Appellee, however, in asserting that appellant Company is a dealer relied on the case of Atlantic Refining Co. vs. Van Valkenburg, 265 Pa. 456; 109 A. 208, wherein it was held that the term dealer includes "one who carries on the business of selling goods, wares and merchandise manufactured by him at a store or warehouse apart from his own manufactory", and it was the contention of the City Fiscal that the office at 703 San Fernando, Binondo, Manila, where appellant received orders and receipted payment for such orders is actually a store.

Appellant admittedly maintained said principal office but averred that it was used merely to facilitate the payment of the tax obligations of said Company, to receive orders of its timber produce and accept payments therefor, and not for any purpose connected with the business of buying and selling. Did the fact that appellant received orders of its goods and accepted payments thereto in said office make such office a store? .

Lexicographers defined a store as:

Any place where goods are kept for sale, whether by wholesale or retail; a shop (Webster's New International Dictionary, 2nd ed., p. 2486).

Any place where goods are deposited and sold by one engaged in buying and selling them (Black's Law Dictionary, 4th ed., p. 1589).

It was also said that:

A store is any place where goods are kept for sale or sold, whether by wholesale or retail (Standard Oil Co. vs. Green, 34 F. Supp. 30). It also applies to a building or room in which goods of any kind or in which goods, wares and merchandise are kept for sale, or to any building used for the sale of goods of any kind (Jackson vs. Lane, 59 A. 2d 662; 142 N. J. Eq. 193).

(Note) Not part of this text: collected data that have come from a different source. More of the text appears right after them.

PR #1174, opened 2016-05-11
Remove "INSTANT KILL" Message for Spectators

markusmarkusz:
At the moment, if somebody is spectating a owner of a knife he could see the "INSTANT KILL" Message. And i think it shouldn't be.
With this it'll be removed. This would check if the owner of the knife is alive.

(Sorry, for my bad english. I hope you can understand what i want.)

### DIFF
--- a/garrysmod/gamemodes/terrortown/entities/weapons/weapon_ttt_knife.lua
+++ b/garrysmod/gamemodes/terrortown/entities/weapons/weapon_ttt_knife.lua
@@ -278,7 +278,7 @@ if CLIENT then
       local tr = self.Owner:GetEyeTrace(MASK_SHOT)
 
       if tr.HitNonWorld and IsValid(tr.Entity) and tr.Entity:IsPlayer()
-         and tr.Entity:Health() < (self.Primary.Damage + 10) then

It could be seen that the placing of an order for goods and the making of payment thereto at a principal office does not transform said office into a store, for it is a necessary element that there must also be goods or wares stored therein or on display, and provided also that the firm or person maintaining that office is actually engaged in the business of buying and selling. These elements are wanting in the case at bar for it needs no further clarification that the principal office alluded to as a store only serves to facilitate the transactions relative to the sale of its produce, but does not act as a dealer or intermediary between its field office and its customers.

We may further add that this matter was already passed upon by this Court when, through Mr. Justice Alejo Labrador, it held that:

It may be admitted that the manufacturer becomes a dealer if he carries on the business of selling goods or the products manufactured by him at a store or warehouse apart from his own shop or manufactory. But plaintiff-appellee did not carry on the business of selling sugar at stores or at its warehouses. It entered into the contracts of sale at its central office in Manila and made deliveries of the sugar sold from its warehouses. It does not appear that the plaintiff keeps stores at its warehouses and engages in selling sugar in said stores. Neither does it appear that any one who desires to purchase sugar from it may go to the warehouses and there purchase sugar. All that it does was to sell the sugar it manufactured; it does not open stores for the sale of such sugar. Plaintiff-appellee did not, therefore, engage in the business of selling sugar. (Central Azucarera de Don Pedro vs. City of Manila et al., 97 Phil., 627).

Wherefore, the decision appealed from is hereby reversed and appellant declared exempt from the liabilities sought to be charged against it under the provisions of the aforementioned ordinances, without pronouncement as to costs. It is so ordered.

Paras, C.J., Bengzon, Padilla, Montemayor, Reyes, A., Bautista, Labrador, Concepcion, Reyes, J.B.L. and Endencia, JJ., concur.